Lastly the, the power structures in place in SF saw an opportunity to take down a progressive, left-leaning Sheriff. It may have started with the neighbor, then to the editor of the SF Chronicle to all other levels of City Hall who gained from not having Mirkarimi in power. Mirkarimi was a threat to them and they took him down with this incident of DV - sadly his wife and child went down along with him. Moral of the story for Mirkarimi - no one is perfect, we all carry contradictions no matter if we're fighting for justice. This is a sad reminder to work on our contradictions before those who are against us figure them out and use them to their advantage.

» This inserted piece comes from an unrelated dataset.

Issue #1915, opened 2023-03-09
Align PII data scrubbing in `span.data` and `breadcrumb.data`


iker-barriocanal:
https://github.com/getsentry/relay/issues/1855 requests PII scrubbing specific fields in `span.data` and `breadcrumb.data`. Looking at `data` in the protocol, in [breadcrumbs](https://develop.sentry.dev/sdk/event-payloads/breadcrumbs/) is undefined what the parameters are, but [spans](https://develop.sentry.dev/sdk/performance/span-data-conventions/) have it more defined and it's expected to follow [OpenTelemetry's semantics](https://github.com/open-telemetry/opentelemetry-specification/blob/24de67b3827a4e3ab2515cd8ab62d5bcf837c586/specification/trace/semantic_conventions/README.md).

Posted by Guest on Mar. 29, 2012 @ 3:56 pm

Guest, I agree with your point in the main, but would ask you consider that it *is* possible for a white person to have a clue regarding race. One needs only to have found oneself -- at some point in their lives, and for a variety of possible reasons -- to be visible to those in a majority group as one deserving of automatic derision or reproach. When a political gain is witnessed accompanying such treatment, the complete understanding is possible.

Again. I agree with your point in the main, and I suspect you are spot-on with regard to this particular thread.

Posted by lillipublicans on Apr. 05, 2012 @ 2:18 pm

Right on! Sure white people are not affected by racism --THEY HAVE CREATED Racism, and they endure it as deeply as inhumanly possible. To know that even those who call themselves "white" are the result of mix races! oh people...

Posted by Guest-An on Mar. 31, 2012 @ 9:16 pm

Ross Mirkarimi plead guilty to grabbing his wife's arm. Let's not lose sight of that or equate it with the more virulent cases of wife battery which continue to exist throughout his suspension.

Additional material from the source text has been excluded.